具體而言,作為一套治理秩序的專制帝國,為了維護統治,必然提出一套讓天下人臣服的「普世理想」,但其專權本質所必需的,諸如龐大的官僚體系、不受制約的皇權統治,在長時段的歷史中不斷反噬理想的普遍性,使其不斷虛偽化。

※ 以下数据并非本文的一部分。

PR #1419, opened 2017-05-01
SONARJAVA-2155 fix quality flaw: simplify and increase coverage

saberduck:


java-checks/src/main/java/org/sonar/java/checks/UselessParenthesesCheck.java
```diff
@@ -34,57 +34,16 @@
...
-  };
-
-
   @Override
   public void visitNode(Tree tree) {
     ParenthesizedTree parenthesizedTree = (ParenthesizedTree) tree;
-    if (uselessParentheses(parenthesizedTree)) {
-      reportIssue(parenthesizedTree.openParenToken(),
+    if (parenthesizedTree.expression().is(Kind.PARENTHESIZED_EXPRESSION)) {
+      reportIssue(((ParenthesizedTree) parenthesizedTree.expression()).openParenToken(),
```
m-g-sonar: It's indeed easier like this.
I however wonder about redundant issues that we may raise, for example in the situation described below we will raise 2 issues:
```
  return (((a + b)));
```
It is expected, but I wonder if we want to improve it or not.

saberduck: I tend to think that it's better to keep it simple and not to add features in the RFF period. Also this way we are consistent with SonarJS and RSPEC. We can always change later.

PR #1425, opened 2017-05-03
SONARJAVA-2184 Fix fp on array access cast

benzonico:


java-checks/src/test/files/checks/RedundantTypeCastCheck.java
```diff
@@ -166,4 +166,12 @@ String foo() {
     }
   }
 
+  void fun() {
+    Object test = new Object[]{"1"};
+    String[] test2 = new Object[]{"1"};
```
m-g-sonar: Does not compile, but not really important.

PR #1428, opened 2017-05-04
SONARJAVA-2257 Use the symbol corresponding to the parameter causing exception for flow

m-g-sonar:


java-frontend/src/main/java/org/sonar/java/se/checks/NullDereferenceCheck.java
```diff
@@ -56,7 +56,7 @@
 public class NullDereferenceCheck extends SECheck {
 
   private static final ExceptionalYieldChecker EXCEPTIONAL_YIELD_CHECKER = new ExceptionalYieldChecker(
-    "NullPointerException will be thrown when invoking method %s().");
+    "\"NullPointerException\" will be thrown when invoking method \"%s()\".");
```
saberduck: I think `OptionalGetBeforeIsPresentCheck` message ought to be updated too, if we want to have quotes around exception and method.

m-g-sonar: I updated the messages to be coherent with the "normal" null dereference issue message. 
I also wanted to add a dot at the end of the normal message, but it was too many updates not related to the fix.

If it's OK for you I'm going to update the messages for other rules using exception on method invocation messages, and add a second commit to this PR with the update, in order to not pollute the fix.

saberduck: Sure, that's fine

PR #1429, opened 2017-05-04
SONARJAVA-2265 unused private classes

benzonico:


java-checks/src/main/java/org/sonar/java/checks/unused/UnusedPrivateClassCheck.java
```diff
@@ -0,0 +1,48 @@
...
+    return Arrays.asList(Tree.Kind.CLASS, Tree.Kind.INTERFACE, Tree.Kind.ANNOTATION_TYPE, Tree.Kind.ENUM);
+  }
+
+  @Override
+  public void visitNode(Tree tree) {
+    if(!hasSemantic()) {
+      return;
+    }
+    ClassTree classTree = (ClassTree) tree;
+    if(classTree.symbol().isPrivate() && classTree.symbol().usages().isEmpty()) {
```
m-g-sonar: Extract `classTree.symbol()` to a dedicated variable rather than calling it thrice.

PR #1436, opened 2017-05-08
SONARJAVA-2049 Track symbols from binary symbolic values

saberduck:


java-frontend/src/main/java/org/sonar/java/se/ProgramState.java
```diff
@@ -93,22 +93,25 @@ public Pop(ProgramState programState, List<SymbolicValue> result) {
...
     this.values = values;
     this.references = references;
     this.constraints = constraints;
     this.visitedPoints = visitedPoints;
     this.stack = stack;
     this.exitSymbolicValue = exitSymbolicValue;
+    this.lastAssociatedSymbol = lastAssociatedSymbol;
     constraintSize = 3;
   }
   private ProgramState(Symbol symbol, PMap<Symbol, SymbolicValue> values, PMap<SymbolicValue, Integer> references,
```
SonarTech: MAJOR Constructor has 8 parameters, which is greater than 7 authorized. [rule](https://next.sonarqube.com/sonarqube/coding_rules#rule_key=squid%3AS00107)

SonarTech:
* ![MAJOR][MAJOR] 1 major

java-frontend/src/main/java/org/sonar/java/se/FlowComputation.java
```diff
@@ -235,15 +245,33 @@ private boolean shouldTerminate(Set<LearnedConstraint> learnedConstraints) {
...
+              newTrackedSymbols = newTrackedSymbols.add(newSymbol);
+            }
+          }
+        }
+        return newTrackedSymbols;
+      }).orElse(trackedSymbols);
+    }
+
+    private boolean isLiteralAssignment(Tree tree) {
+      return tree.is(Tree.Kind.ASSIGNMENT) && ((AssignmentExpressionTree) tree).expression().is(Tree.Kind.NULL_LITERAL, Tree.Kind.BOOLEAN_LITERAL);
```
m-g-sonar: This method is annoying me a bit, we are manually excluding the three constant SVs that we add in the program state... So it makes a hidden link between this part of the code and the default empty PS. 

I'm not sure to understand why we need to exclude them as well. To not report meaningless flows such as "implies null is null" ?

saberduck: This is needed because literals reuse same symbolic value. This means that if we lookup what was last assigned symbol from program state, it can give us some completely unrelated symbol which happens to hold `null`, `true` or `false`. 

Another option would be to create new symbolic value for every literal, we have a ticket here https://jira.sonarsource.com/browse/SONARJAVA-2164

m-g-sonar: Okay cool, so it would be probably nice to reference the ticket here, and maybe add a comment in the ticket as well.

java-frontend/src/main/java/org/sonar/java/se/ProgramState.java
```diff
@@ -196,20 +186,21 @@ public boolean equals(Object o) {
     return Objects.equals(values, that.values) &&
       Objects.equals(constraints, that.constraints) &&
       Objects.equals(exitSymbolicValue, that.exitSymbolicValue) &&
-      Objects.equals(stack, that.stack);
+      Objects.equals(stack, that.stack) &&
+      Objects.equals(lastAssociatedSymbol, that.lastAssociatedSymbol);
```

事實上,一國兩制的設計與實施,本來是為免香港墮進中央帝國這個「二律背反」的迴圈之中,甚至希望一併讓中國走出這迴圈。可是正如網上文章所指出,中國一直徘徊在開放與排外兩個極端之間:當非我族類能被同化時,中國就會積極地開放,甚至允許外國人參加科舉;但當他們不能被同化時,就淪為蠻夷,斥之為賊,必欲除之而後快——這正是香港回歸以來的寫照。
一國兩制的宿命與悖論
香港的悲劇就在於明知宿命(二律背反)難違,但仍設法避免,然而解決辦法自身(一國兩制)卻是另一個悖論。港人就是以這種「明知宿命、明知悖論」的心態迎來回歸,卻發現沒有人駕馭得了一國兩制,最後落得反被帝國的二律背反所吞噬的下場,任誰也掙脫不了宿命。

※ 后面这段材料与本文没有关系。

PR #1585, opened 2017-07-18
SONARJAVA-2364 correct CFG when exception thrown in catch block

benzonico:


java-frontend/src/test/files/se/UnclosedResourcesCheck.java
```diff
@@ -497,3 +497,30 @@ InputStream testChained2() {
 abstract class Utils {
   abstract OutputStream newOutputStream();
 }
+class nestedFinally {
+  void foo() {
+    try {
+      FileInputStream fis = null;
+      try {
+        fis = new FileInputStream("foobar.txt"); // compliant because of the outer finally.
```
m-g-sonar: There is no outer finally!

PR #1589, opened 2017-07-19
SONARJAVA-2391 Ignore thread which use runnables

m-g-sonar:


java-checks/src/main/java/org/sonar/java/checks/ThreadOverridesRunCheck.java
```diff
@@ -72,4 +87,45 @@ private static boolean overridesRunMethod(Symbol.TypeSymbol classSymbol) {
...
+  private static class SuperRunnableVisitor extends BaseTreeVisitor {
+
+    private boolean callSuperWithRunnable = false;
+
+    private static final MethodMatcher SUPER_THREAD = MethodMatcher.create().typeDefinition("java.lang.Thread").name("<init>").withAnyParameters();
+
+    @Override
+    public void visitMethodInvocation(MethodInvocationTree tree) {
+      if (SUPER_THREAD.matches(tree) && ThreadOverridesRunCheck.hasRunnableArgument(tree.arguments())) {
+        callSuperWithRunnable = true;
```
benzonico: micro optimisation but : no need to visit further...

java-checks/src/main/java/org/sonar/java/checks/ThreadOverridesRunCheck.java
```diff
@@ -72,4 +87,45 @@ private static boolean overridesRunMethod(Symbol.TypeSymbol classSymbol) {
...
+      }
+      super.visitMethodInvocation(tree);
+    }
+
+    @Override
+    public void visitClass(ClassTree tree) {
+      // skip inner classes
```
benzonico: Not sure I actually spotted the testcase where this skip of inner class is required.

m-g-sonar: There is one. [Line#47](https://github.com/SonarSource/sonar-java/pull/1589/files#diff-d93a2ec6a1ed7e239cc98988f8d389b5R47) would raise two issue if classes were not skipped.

m-g-sonar: modified my test case (see [Line#49](https://github.com/SonarSource/sonar-java/pull/1589/files#diff-d93a2ec6a1ed7e239cc98988f8d389b5R49))

PR #1595, opened 2017-07-20
FQF: improve coverage

saberduck:


benzonico:
Please use explicit words rather than abbreviation in commit title : this one is far from standard and not related to domain of work .

PR #1608, opened 2017-08-14
Fix viewer coverage

benzonico:


java-viewer/src/test/java/org/sonar/java/viewer/ViewerTest.java
```diff
@@ -77,4 +92,75 @@ public void values_with_error() {
...
+  public void start_server_and_test_requests() throws Exception {
+    ServerSocket serverSocket = new ServerSocket(0);
+    int localPort = serverSocket.getLocalPort();
+    serverSocket.close();
+    String uri = "http://localhost:" + localPort + "/";
+    Viewer.startWebServer(localPort, "class A {void fun() {}}");
+    try(CloseableHttpClient client = HttpClients.createMinimal()) {
+      CloseableHttpResponse resp = client.execute(new HttpGet(uri));
+      assertThat(resp.getStatusLine().getStatusCode()).isEqualTo(200);
+      assertThat(EntityUtils.toString(resp.getEntity())).isEqualTo(IOUtils.toString(new FileInputStream(new File("src/test/resources/viewer_result1.html"))));
```
saberduck: Testing for equality of the whole input seems bit fragile to me. I think it will be enough to test that response contains the code which was provided. Also this means that any minor change to the html output requires changing 3 test resources.

java-viewer/src/test/resources/viewer_result3.html
```diff
@@ -0,0 +1,234 @@
...
+  at com.google.common.base.Preconditions.checkNotNull(Preconditions.java:228)<br/>
+  at org.sonar.java.viewer.Viewer.getValues(Viewer.java:117)<br/>
+  at org.sonar.java.viewer.Viewer.generate(Viewer.java:102)<br/>
+  at org.sonar.java.viewer.Viewer.generate(Viewer.java:96)<br/>
+  at org.sonar.java.viewer.Viewer.lambda$startWebServer$2(Viewer.java:85)<br/>
+  at spark.RouteImpl$1.handle(RouteImpl.java:61)<br/>
+  at spark.http.matching.Routes.execute(Routes.java:61)<br/>
+  at spark.http.matching.MatcherFilter.doFilter(MatcherFilter.java:126)<br/>
+  at spark.embeddedserver.jetty.JettyHandler.doHandle(JettyHandler.java:50)<br/>
+  at org.eclipse.jetty.server.session.SessionHandler.doScope(SessionHandler.java:189)<br/>
```
saberduck: As mentioned above, this is too fragile. Actually I had the test failing because of different path taken in jetty internals.

benzonico: Changed this test regarding stacktrace and its potential instability. As per equality of what is render : as nothing is tested on that side, this is killing two bird with one stone : test should be improved when we improve the rendering, at least now this is tested.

筆者帶出「二律背反」並非只為了道出這悲劇,而是指出即使帝國的「二律背反」長期並存,但也有着一定的操作手法與內在邏輯。網上文章舉出了商鞅變法和漢武帝的「推恩令」兩個例子,兩者目標皆為強化中央集權,但商鞅和漢武帝均提供了充分的誘因──商鞅的辦法是獎勵耕戰,讓百姓得以與貴族競爭,而漢武帝則強制諸侯王把土地採用諸子均分制,不准只傳給嫡長子,令諸侯王被「變相削藩」,使兩者最終以較低的代價和阻力,達到原本目的。
奇怪的是,目前中央對港政策同樣是為了集權,卻絲毫不見上述的操作手法與內在驅動力:在一方面中央冀求根本地解決香港問題,但另一方面政治主題與適當的誘因皆欠奉,並習慣性將施政失誤推到國家安全和意識形態上面的情况下,這只會是一種破壞性創造,欠缺關鍵性的轉化性元素,幾乎可以斷定推行時將舉步維艱、事倍功半,以這種狀態肯定無法支持到「深層次矛盾」得到處理的時候。
正如康德的二律背反的發現,揭示出人類對於事物的認知,將不可避免的走向其對立面,從而令黑格爾認識到矛盾是普遍存在的,那麼要把握一個對象,就須掌握「肯定、否定、否定之否定」的規律和發展過程。現在北京對於一國兩制已從「肯定」進入「否定」階段,並且認定這種矛盾是消極的,因而只見「對立」,未見「統一」。為此,各方有必要促進中央對矛盾的對立統一的探索,以助它排除這種片面性,促進它過渡到「否定之否定」,讓一國兩制正式進入對立統一的新階段。
原刊於《明報》,本社獲作者授權轉載。